### Required work
Please write out, exactly as given, the line that contains "(diff shortened: 1 of 3 files shown)" and all lines that follow it through the end of the listing, and nothing else.

### Data under study
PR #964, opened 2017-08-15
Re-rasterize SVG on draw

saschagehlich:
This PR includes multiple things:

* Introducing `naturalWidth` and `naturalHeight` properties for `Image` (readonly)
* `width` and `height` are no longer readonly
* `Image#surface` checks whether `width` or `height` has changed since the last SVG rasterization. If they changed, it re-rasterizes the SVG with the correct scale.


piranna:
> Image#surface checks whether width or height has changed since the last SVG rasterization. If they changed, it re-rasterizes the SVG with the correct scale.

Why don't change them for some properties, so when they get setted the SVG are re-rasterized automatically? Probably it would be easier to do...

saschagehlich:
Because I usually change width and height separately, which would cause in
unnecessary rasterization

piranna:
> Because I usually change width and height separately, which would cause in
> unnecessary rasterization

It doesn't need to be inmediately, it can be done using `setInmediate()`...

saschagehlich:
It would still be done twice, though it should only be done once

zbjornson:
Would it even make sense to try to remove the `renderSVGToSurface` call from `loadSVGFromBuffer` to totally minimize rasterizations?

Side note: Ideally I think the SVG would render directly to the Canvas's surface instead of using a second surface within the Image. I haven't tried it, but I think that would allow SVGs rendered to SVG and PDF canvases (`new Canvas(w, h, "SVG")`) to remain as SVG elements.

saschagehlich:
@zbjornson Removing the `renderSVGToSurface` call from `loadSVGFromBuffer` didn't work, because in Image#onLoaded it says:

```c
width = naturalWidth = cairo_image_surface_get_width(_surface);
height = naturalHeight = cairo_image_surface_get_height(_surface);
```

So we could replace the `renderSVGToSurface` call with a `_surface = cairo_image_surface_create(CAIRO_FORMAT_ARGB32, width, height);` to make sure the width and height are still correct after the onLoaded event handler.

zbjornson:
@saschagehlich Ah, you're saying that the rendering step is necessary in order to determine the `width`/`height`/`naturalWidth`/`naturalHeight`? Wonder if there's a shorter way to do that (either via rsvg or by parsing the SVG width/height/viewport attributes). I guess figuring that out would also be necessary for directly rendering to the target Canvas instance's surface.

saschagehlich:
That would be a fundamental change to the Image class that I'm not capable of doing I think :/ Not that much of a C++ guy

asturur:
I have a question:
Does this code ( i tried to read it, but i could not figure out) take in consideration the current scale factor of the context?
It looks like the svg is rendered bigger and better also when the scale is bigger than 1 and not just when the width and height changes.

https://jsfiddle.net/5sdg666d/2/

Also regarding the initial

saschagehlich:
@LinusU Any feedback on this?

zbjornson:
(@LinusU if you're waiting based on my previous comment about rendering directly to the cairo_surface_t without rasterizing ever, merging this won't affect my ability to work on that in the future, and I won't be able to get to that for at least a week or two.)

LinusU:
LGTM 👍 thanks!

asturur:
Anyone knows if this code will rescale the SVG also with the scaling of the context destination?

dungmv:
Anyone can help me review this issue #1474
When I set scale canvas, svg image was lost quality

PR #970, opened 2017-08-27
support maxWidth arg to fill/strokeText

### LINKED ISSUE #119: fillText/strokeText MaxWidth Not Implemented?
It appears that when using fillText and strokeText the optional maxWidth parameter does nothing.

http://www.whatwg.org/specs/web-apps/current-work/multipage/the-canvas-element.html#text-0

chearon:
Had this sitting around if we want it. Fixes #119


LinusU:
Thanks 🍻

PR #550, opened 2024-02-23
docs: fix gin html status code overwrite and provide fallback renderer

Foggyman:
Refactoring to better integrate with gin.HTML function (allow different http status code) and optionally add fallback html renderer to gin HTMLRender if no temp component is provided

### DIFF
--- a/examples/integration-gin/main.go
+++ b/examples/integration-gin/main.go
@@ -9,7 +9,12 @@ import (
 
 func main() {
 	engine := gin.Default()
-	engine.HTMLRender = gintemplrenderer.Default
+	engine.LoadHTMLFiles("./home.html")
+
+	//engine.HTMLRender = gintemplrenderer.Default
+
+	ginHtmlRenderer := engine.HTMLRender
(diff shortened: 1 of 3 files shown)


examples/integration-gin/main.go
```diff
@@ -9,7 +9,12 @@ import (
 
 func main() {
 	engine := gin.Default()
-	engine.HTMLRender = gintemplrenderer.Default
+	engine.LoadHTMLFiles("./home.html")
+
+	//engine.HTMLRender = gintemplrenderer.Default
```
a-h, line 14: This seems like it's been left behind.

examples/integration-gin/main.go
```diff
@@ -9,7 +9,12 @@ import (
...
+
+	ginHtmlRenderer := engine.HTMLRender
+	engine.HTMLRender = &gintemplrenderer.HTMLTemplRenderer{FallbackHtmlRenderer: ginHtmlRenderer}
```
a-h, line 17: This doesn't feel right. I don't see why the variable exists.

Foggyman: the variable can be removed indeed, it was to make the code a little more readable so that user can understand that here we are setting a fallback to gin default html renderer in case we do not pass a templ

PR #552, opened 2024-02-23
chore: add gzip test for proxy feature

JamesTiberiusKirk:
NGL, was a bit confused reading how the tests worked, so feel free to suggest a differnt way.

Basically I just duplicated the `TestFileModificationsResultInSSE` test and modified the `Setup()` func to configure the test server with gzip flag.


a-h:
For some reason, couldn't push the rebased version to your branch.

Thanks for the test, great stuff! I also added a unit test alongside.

### Answer to this task
(diff shortened: 1 of 3 files shown)


examples/integration-gin/main.go
```diff
@@ -9,7 +9,12 @@ import (
 
 func main() {
 	engine := gin.Default()
-	engine.HTMLRender = gintemplrenderer.Default
+	engine.LoadHTMLFiles("./home.html")
+
+	//engine.HTMLRender = gintemplrenderer.Default
```
a-h, line 14: This seems like it's been left behind.

examples/integration-gin/main.go
```diff
@@ -9,7 +9,12 @@ import (
...
+
+	ginHtmlRenderer := engine.HTMLRender
+	engine.HTMLRender = &gintemplrenderer.HTMLTemplRenderer{FallbackHtmlRenderer: ginHtmlRenderer}
```
a-h, line 17: This doesn't feel right. I don't see why the variable exists.

Foggyman: the variable can be removed indeed, it was to make the code a little more readable so that user can understand that here we are setting a fallback to gin default html renderer in case we do not pass a templ

PR #552, opened 2024-02-23
chore: add gzip test for proxy feature

JamesTiberiusKirk:
NGL, was a bit confused reading how the tests worked, so feel free to suggest a differnt way.

Basically I just duplicated the `TestFileModificationsResultInSSE` test and modified the `Setup()` func to configure the test server with gzip flag.


a-h:
For some reason, couldn't push the rebased version to your branch.

Thanks for the test, great stuff! I also added a unit test alongside.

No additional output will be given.